Originally Posted by
Rehan
All advisors at banks are commission based, I believe. The percentage of advisors that are fee-only is between 5% and 10%...so most that you'll fine won't fit the criteria. Keep in mind that you're probably looking at $150-$250/hr for their services. If you head over to
http://www.financialwebring.com/forum and post your request there, I'm sure a few of them will respond. You may even get good free guidance from the more experienced DIY investors there without having to start off with before seeing an advisor.

Originally Posted by
Rehan
If you invest 100% in GICs, you definitely won't win "the race".
Diversity is the name of the game. And that's what mutual funds offer.
Read the "Asset Allocation" and "Portfolio Construction" sections (among others) at
http://www.shakesprimer.com/
Rehan, much thanks for the links! kornstar, A mutual fund can be stable based on your Risk Level. It depends if you choose a fund based more with GICs, Money Markets (Read: Cash Assets), Bonds (Read: Debt Assets) or Stock (Read; Equity Assets)

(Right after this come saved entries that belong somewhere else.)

Issue #83, opened 2022-07-14
Bottle throwable item


zicklag:
### WIP Spec ( Needs Review )

The bottle item should:

- [x] Be spawned on the map, laying on the floor in places determined by the level info.
- [x] Be able to be grabbed by a fish
- [x] Be able to be thrown after being grabbed
- [x] Should break after thrown

This would also change the player moves:

- [x] Player can no longer throw an unlimited amount of bottles
- [x] Player has a move that is pick up and throw using the same button

zicklag:
@erlend-sh @odecay I wrote a work-in-progress spec for the bottle item. I had to make some guesses as to how we wanted to handle it. Does that look right to you?

Also, when you throw the item, does it shoot straight forward, or thown in an arch? I feel like the bottle should throw in an arch.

Truth be told, they all have their advantages/disadvantages! I'm reading a book right now 'Risk is STILL A Four Letter Word' and it points out the pros/cons of each. Rehan is bang on with diversification and Hymac is correct about time being on our side.
The longer you're involved with something, the better your odds are receiving a profitable return.
With that being said: If you're young, Time Diversification X Asset Diversification = Great Opportunity to enhance your profits
I'll never look at savings accounts and/or bonds the same way again, inflation eats their rates away! Ugh!